PR #1635, opened 2022-02-20
[RFC] Monolog 3.x 

Seldaek:
I did some experimentation with https://3v4l.org/Dcj4I#v8.1.3 and it seems workable to add a LogRecord class for 3.0 to replace the `$record` array. This would even allow most handlers to function with both versions of Monolog I believe if they drop the array type hint from the argument (or set it to `array|LogRecord` if they support php8+).

I am not sure if the ArrayAccess compat layer is worth it or not. We could also make a hard break..

This would require PHP 8.1.

The most interesting changes are in the LogRecord and Logger classes.

I'm happy to get people's thoughts/feedback here.


derrabus:
> I am not sure if the ArrayAccess compat layer is worth it or not. We could also make a hard break..

I wouldn't do it. Since the new class won't pass an `array` type declaration anymore, code will have to be adjusted anyway for the new `LogRecord` class. Instead, a `public function toLegacyRecord(): array` (naming tbd) could be added to `LogRecord` to ease the migration path.

```php
class MyHandler extends AbstractHandler
{
    public function handle(LogRecord|array $record): bool
    {
        if ($record instanceof LogRecord) {
            $record = $record->toLegacyRecord();
        }

        // insert 2.x-compatible code here
    }
}
```

composer.json
```diff
@@ -25,12 +25,10 @@
         "php-amqplib/php-amqplib": "~2.4 || ^3",
         "php-console/php-console": "^3.1.3",
         "phpspec/prophecy": "^1.6.1",
-        "phpunit/phpunit": "^8.5",
+        "phpunit/phpunit": "^9",
```
derrabus, line 28:
```suggestion
        "phpunit/phpunit": "^9.5",
```
Running PHPUnit 9.4 on PHP 8.1 is a bad idea. 🙃

src/Monolog/LogRecord.php
```diff
@@ -0,0 +1,122 @@
...
+        'formatted' => true,
+    ];
+
+    /** @var 'DEBUG'|'INFO'|'NOTICE'|'WARNING'|'ERROR'|'CRITICAL'|'ALERT'|'EMERGENCY' */
+    public readonly string $levelName; // TODO enum?
+
+    public function __construct(
+        public readonly \DateTimeImmutable $datetime,
+        public readonly string $channel,
+        /** @var Logger::DEBUG|Logger::INFO|Logger::NOTICE|Logger::WARNING|Logger::ERROR|Logger::CRITICAL|Logger::ALERT|Logger::EMERGENCY */
```
derrabus, line 37:
```suggestion
        /** @var Level */
```

src/Monolog/LogRecord.php
```diff
@@ -0,0 +1,122 @@
...
+        public readonly int $level, // TODO enum?
```
derrabus, line 38: Yes, let's make this en enum while we're at it.

src/Monolog/Handler/TestHandler.php
```diff
@@ -127,7 +125,7 @@ public function hasRecords($level): bool
     }
 
     /**
-     * @param string|array $record Either a message string or an array containing message and optionally context keys that will be checked against all records
+     * @param string|LogRecord $record Either a message string or an array containing message and optionally context keys that will be checked against all records
```
derrabus, line 128:
```suggestion
     * @param string|LogRecord $record Either a message string or a log record object
```

src/Monolog/Test/TestCase.php
```diff
@@ -66,7 +62,7 @@ protected function getIdentityFormatter(): FormatterInterface
         $formatter->expects($this->any())
             ->method('format')
             ->will($this->returnCallback(function ($record) {
-                return $record['message'];
+                return $record->message;
             }));
```
derrabus, line 66:
```php
$this->returnCallback(fn (LogRecord $record) => $record->message)
```

src/Monolog/Handler/ProcessableHandlerTrait.php
```diff
@@ -13,19 +13,18 @@
...
  * @author Jordi Boggiano <j.boggiano@seld.be>
- *
- * @phpstan-import-type Record from \Monolog\Logger
  */
 trait ProcessableHandlerTrait
 {
     /**
      * @var callable[]
-     * @phpstan-var array<ProcessorInterface|callable(Record): Record>
+     * @phpstan-var array<array<(callable(LogRecord): LogRecord)|ProcessorInterface>>
```
nicolas-grekas, line 27: While bumping to PHP 8.1, it would be great to stop using callable and always use \Closure instead. The new $callable(...) syntax makes it a no brainer. Closures are more performant, more secure (a closure cannot be unserialized, saving ourselves from related issues), and easier to check by the engine (think typed properties).

src/Monolog/LogRecord.php
Seldaek: The catch with enum is it means one cannot extend the allowed log levels anymore. On the other hand, extending that is probably a bad idea, and I am not sure if anyone actually does it.

src/Monolog/Handler/ProcessableHandlerTrait.php
Seldaek: Ah interesting, wasn't aware, thanks :)

It still makes it a bit harder to pass in an object with __invoke I guess? But let's give it a shot.

Seldaek:
> I wouldn't do it. Since the new class won't pass an array type declaration anymore, code will have to be adjusted anyway for the new LogRecord class. Instead, a public function toLegacyRecord(): array (naming tbd) could be added to LogRecord to ease the migration path.

For handlers I agree, as they typically consume a record and so they can do as they please, but for processors the current BC layer allows them to transparently transform a record by adding extra data on it and then return it, while if you would return an array in v3 that'd break the rest of the flow.

src/Monolog/Handler/ProcessableHandlerTrait.php
derrabus: > It still makes it a bit harder to pass in an object with __invoke I guess? But let's give it a shot.

No, you can turn an invokable object into a closure like any other callable:

```php
$myClosure = $myInvokableObject(...);
```

Seldaek:
Tons of clean-ups done already..

Still left to do:

- use real PHP 8 property types 
- drop SwiftMailer / replace with symfony/mailer
- update docs
- maybe switch Level to enums
- switch json error handling to use JSON_THROW_ON_ERROR
- switch to Closure instead of callable

PR #1644, opened 2022-03-17
Calculate expected exception message according to PHP version

blueForman:
In PHP versions prior to 8.0 failed was lowercase, after the version 8.0 failed is uppercase


Seldaek:
Haha thanks, I totally missed that, was thinking it was some insane whitespace problem, but now I see it ;)

PR #1650, opened 2022-04-05
Update .gitattributes

angeljqv:
Make the vendor 40kb smaller,
is it possible or is there any reason not to do it?


mfn:
Are you going through random PHP projects?

Same feedback from me as in https://github.com/guzzle/guzzle/pull/3004#issuecomment-1089026008
> As a user, I welcome have those things right in my local code base to check without requiring going somewhere else on the internet.

PR #1654, opened 2022-04-18
Use never return typehint

hemberger:
The `never` return typehint was added in PHP 8.1 and can be used
to indicate that a function will never return.

RFC: https://wiki.php.net/rfc/noreturn_type


Seldaek:
Makes sense but please remove the phpdoc which duplicate it then.

Seldaek:
Thanks!

PR #1655, opened 2022-04-18
Replace switch with match

hemberger:
The `match` expression is available as of PHP 8.0 and provides a more
intuitive interface than `switch` when a single value is returned.

Note that it performs an identity check (===) between the value and
case instead of a weak equality check (==).

https://www.php.net/manual/en/control-structures.match.php


Seldaek:
Thanks

Issue #1648, opened 2022-04-03
Refactorings


Seldaek:
- [x] https://github.com/Seldaek/monolog/pull/1656
- [x] use native PHP 8.1 property types (done in 7952a83e0cd63394638aaeaeeab47d1ea049deb5 and 0dac879)
- [x] drop SwiftMailer / replace with symfony/mailer refs https://github.com/Seldaek/monolog/issues/1621 and https://github.com/Seldaek/monolog/issues/1638
- [x] update docs
- [x] update UPGRADE.md
- [x] ~~switch json error handling to use JSON_THROW_ON_ERROR~~
- [x] switch to Closure instead of callable (except maybe Processors for BC)
- [x] update set_error_handler usage https://www.php.net/manual/en/function.set-error-handler.php#refsect1-function.set-error-handler-changelog

Happy to get help with any of these if someone wants to :)

PR #1656, opened 2022-04-18
Convert level/levelName to enums

Seldaek:
Refs #1648

See Monolog\Level & Monolog\LevelName

### DIFF
--- a/.php-cs-fixer.php
+++ b/.php-cs-fixer.php
@@ -17,10 +17,8 @@ $finder = PhpCsFixer\Finder::create()
     ->in(__DIR__.'/tests')
 ;
 
-return PhpCsFixer\Config::create()
-    ->setUsingCache(true)
-    ->setRiskyAllowed(true)
-    ->setRules(array(
+$config = new PhpCsFixer\Config();
+return $config->setRules(array(
         '@PSR2' => true,
         // some rules disabled as long as 1.x branch is maintained
         'binary_operator_spaces' => array(
@@ -30,11 +28,11 @@ return PhpCsFixer\Config::create()
         'cast_spaces' => ['space' => 'single'],
         'header_comment' => ['header' => $header],
         'include' => true,
-        'class_attributes_separation' => ['elements' => ['method']],
+        'class_attributes_separation' => array('elements' => array('method' => 'one', 'trait_import' => 'none')),
         'no_blank_lines_after_class_opening' => true,
         'no_blank_lines_after_phpdoc' => true,
         'no_empty_statement' => true,
-        'no_extra_consecutive_blank_lines' => true,
+        'no_extra_blank_lines' => true,
         'no_leading_import_slash' => true,
         'no_leading_namespace_whitespace' => true,
         'no_trailing_comma_in_singleline_array' => true,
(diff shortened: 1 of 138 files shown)


.php-cs-fixer.php
```diff
@@ -30,11 +28,11 @@
         'cast_spaces' => ['space' => 'single'],
         'header_comment' => ['header' => $header],
         'include' => true,
-        'class_attributes_separation' => ['elements' => ['method']],
+        'class_attributes_separation' => array('elements' => array('method' => 'one', 'trait_import' => 'none')),
```
stof, line 31: why not keeping short arrays ?

src/Monolog/Formatter/ChromePHPFormatter.php
```diff
@@ -24,18 +25,21 @@ class ChromePHPFormatter implements FormatterInterface
...
-        Logger::DEBUG     => 'log',
-        Logger::INFO      => 'info',
-        Logger::NOTICE    => 'info',
-        Logger::WARNING   => 'warn',
-        Logger::ERROR     => 'error',
-        Logger::CRITICAL  => 'error',
-        Logger::ALERT     => 'error',
-        Logger::EMERGENCY => 'error',
-    ];
+    protected function toWildfireLevel(Level $level): string
```
stof, line 30: why is it protected while it was private before ?

src/Monolog/Handler/Slack/SlackRecord.php
```diff
@@ -203,16 +203,12 @@ public function getSlackData(LogRecord $record): array
      */
     public function getAttachmentColor(int $level): string
```
stof, line 204: shouldn't this get a Level as argument ?

src/Monolog/Level.php
```diff
@@ -0,0 +1,125 @@
...
+    }
+
+    /**
+     * @return string
+     * @phpstan-return \Psr\Log\LogLevel::*
+     */
+    public function toPsrLogLevel(): string
+    {
+        return match ($this) {
+            self::Debug => 'debug',
```
stof, line 104: why not using the LogLevel constants there ?

src/Monolog/LogRecord.php
```diff
@@ -81,8 +77,15 @@ public function offsetUnset(mixed $offset): void
...
-            $offset = 'levelName';
+        if ($offset === 'level_name' || $offset === 'level') {
+            if ($offset === 'level_name') {
+                $offset = 'levelName';
+            }
+
+            // avoid returning readonly props by ref as this is illegal
+            $copy = $this->{$offset};
+
+            return $copy->value;
```
stof, line 88: should you return the value of an enum by ref ?

src/Monolog/Logger.php
```diff
@@ -287,16 +282,16 @@ public function useMicrosecondTimestamps(bool $micro): self
...
-    public function addRecord(int $level, string $message, array $context = []): bool
+    public function addRecord(int|Level $level, string $message, array $context = []): bool
     {
         $recordInitialized = count($this->processors) === 0;
 
         $record = new LogRecord(
             message: $message,
             context: $context,
-            level: $level,
+            level: $level instanceof Level ? $level : self::toMonologLevel($level),
```
stof, line 294: `toMonologLevel` already handles the case of `instanceof Level`

src/Monolog/Logger.php
```diff
@@ -494,7 +474,7 @@ public function getExceptionHandler(): ?callable
      */
     public function log($level, string|\Stringable $message, array $context = []): void
     {
-        if (!is_int($level) && !is_string($level)) {
+        if (!is_string($level) && !is_int($level) && !$level instanceof Level) {
             throw new \InvalidArgumentException('$level is expected to be a string or int');
```
stof, line 478: or a `Level`

Seldaek:
Thanks @stof for the review 👍🏻 Will merge now then.

PR #1657, opened 2022-04-22
Update README.md

kristos80:
Just an update on README.md, so that copying/pasting code from Basic Usage example will work


Seldaek:
Yeah the readme is currently that of main branch for 3.0, maybe I should set the default branch to 2.x for now..

PR #639, opened 2019-12-02
Rails stacktraces for controller actions

estolfo:
This PR adds a spy on the`BasicImplicitRender` module to capture the stacktrace before a controller action is called. It's missing the final call to the user's controller method but they could use the request metadata (the route specifically) to determine which action was called.

It would work for [Rails 5.x](https://github.com/rails/rails/blob/v5.2.4/actionpack/lib/action_controller/metal/basic_implicit_render.rb#L5-L7) and [Rails 6.x](https://github.com/rails/rails/blob/master/actionpack/lib/action_controller/metal/basic_implicit_render.rb#L5-L7).

### DIFF
--- a/lib/elastic_apm/rails.rb
+++ b/lib/elastic_apm/rails.rb
@@ -30,14 +30,6 @@ module ElasticAPM
       ElasticAPM.start(config).tap do |agent|
         attach_subscriber(agent)
       end
-
-      if ElasticAPM.running? &&
-         !ElasticAPM.agent.config.disabled_instrumentations.include?(
-           'action_dispatch'
-         )
-        require 'elastic_apm/spies/action_dispatch'
-      end
-
       ElasticAPM.running?
     rescue StandardError => e
       if config.disable_start_message?
--- a/lib/elastic_apm/rails.rb
+++ b/lib/elastic_apm/rails.rb
@@ -36,6 +36,7 @@ module ElasticAPM
            'action_dispatch'
          )
         require 'elastic_apm/spies/action_dispatch'
+        require 'elastic_apm/spies/action_controller'
       end
 
       ElasticAPM.running?
--- a/lib/elastic_apm/rails.rb
+++ b/lib/elastic_apm/rails.rb
@@ -36,7 +36,6 @@ module ElasticAPM
            'action_dispatch'
          )
         require 'elastic_apm/spies/action_dispatch'
-        require 'elastic_apm/spies/action_controller'
       end
 
       ElasticAPM.running?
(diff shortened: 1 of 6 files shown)


lib/elastic_apm/rails.rb
```diff
@@ -36,6 +36,7 @@ def start(config)
            'action_dispatch'
          )
         require 'elastic_apm/spies/action_dispatch'
+        require 'elastic_apm/spies/action_controller'
```
mikker: Do we want this (these even?) loaded like the other spies? So a user could easily `config.enabled_spies -= ['action_controller']`

lib/elastic_apm/spies/action_controller.rb
```diff
@@ -0,0 +1,29 @@
+# frozen_string_literal: true
+
+module ElasticAPM
+  # @api private
+  module Spies
+    # @api private
```
mikker: I don't think you need this for modules/classes that're only there for the namespacing.

mikker: Did you find out a way to get Rubocop into RubyMine btw?

lib/elastic_apm/rails.rb
estolfo: I dont know, what do you think? Would people want to disable these?

lib/elastic_apm/spies/action_controller.rb
estolfo: Yeah, I have Rubocop in RubyMine but don't always have it enabled because it's distracting.
We have the comments `api private` for all the other namespace declarations and rubocop complains if I don't have the comments for `api private`. So I think we have to leave them.

estolfo:
We currently say that we support Rails since version 4.2. This PR introduces a change that would only work with Rails 5.x and up. I don't think it's worth saying we "dropped" support for 4.x because of this PR because it'll just silently not generate stacktraces for controller actions, which is the current behavior. So I'll just add a note that stacktraces for controller actions will only be generated for Rails versions 5.x and up. Does that sound good?

mikker:
That sounds perfect!

lib/elastic_apm/rails.rb
mikker: As `caller` adds overhead, especially on JRuby, I'd say we ought to let people disable it.

estolfo:
The failure in the latest test run is unrelated. The only change in the commit that triggered the run was to the changelog.
The test run before that succeeded: https://apm-ci.elastic.co/blue/organizations/jenkins/apm-agent-ruby%2Fapm-agent-ruby-mbp/detail/PR-639/14/pipeline

PR #641, opened 2019-12-03
Add Ruby 2.7-rc (currently preview-3) to test matrix

mikker:
Released on Christmas day (25/12) we should probably start looking at compatibility.


mikker:
3x3 is next year!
=-=-=-=-=
→ THE PROBLEM
Given the records above, restate word for word only the lines starting at the one with "PR #1654, opened 2022-04-18" and ending at the one with "Note that it".

→ SOLUTION BELOW
PR #1654, opened 2022-04-18
Use never return typehint

hemberger:
The `never` return typehint was added in PHP 8.1 and can be used
to indicate that a function will never return.

RFC: https://wiki.php.net/rfc/noreturn_type


Seldaek:
Makes sense but please remove the phpdoc which duplicate it then.

Seldaek:
Thanks!

PR #1655, opened 2022-04-18
Replace switch with match

hemberger:
The `match` expression is available as of PHP 8.0 and provides a more
intuitive interface than `switch` when a single value is returned.

Note that it performs an identity check (===) between the value and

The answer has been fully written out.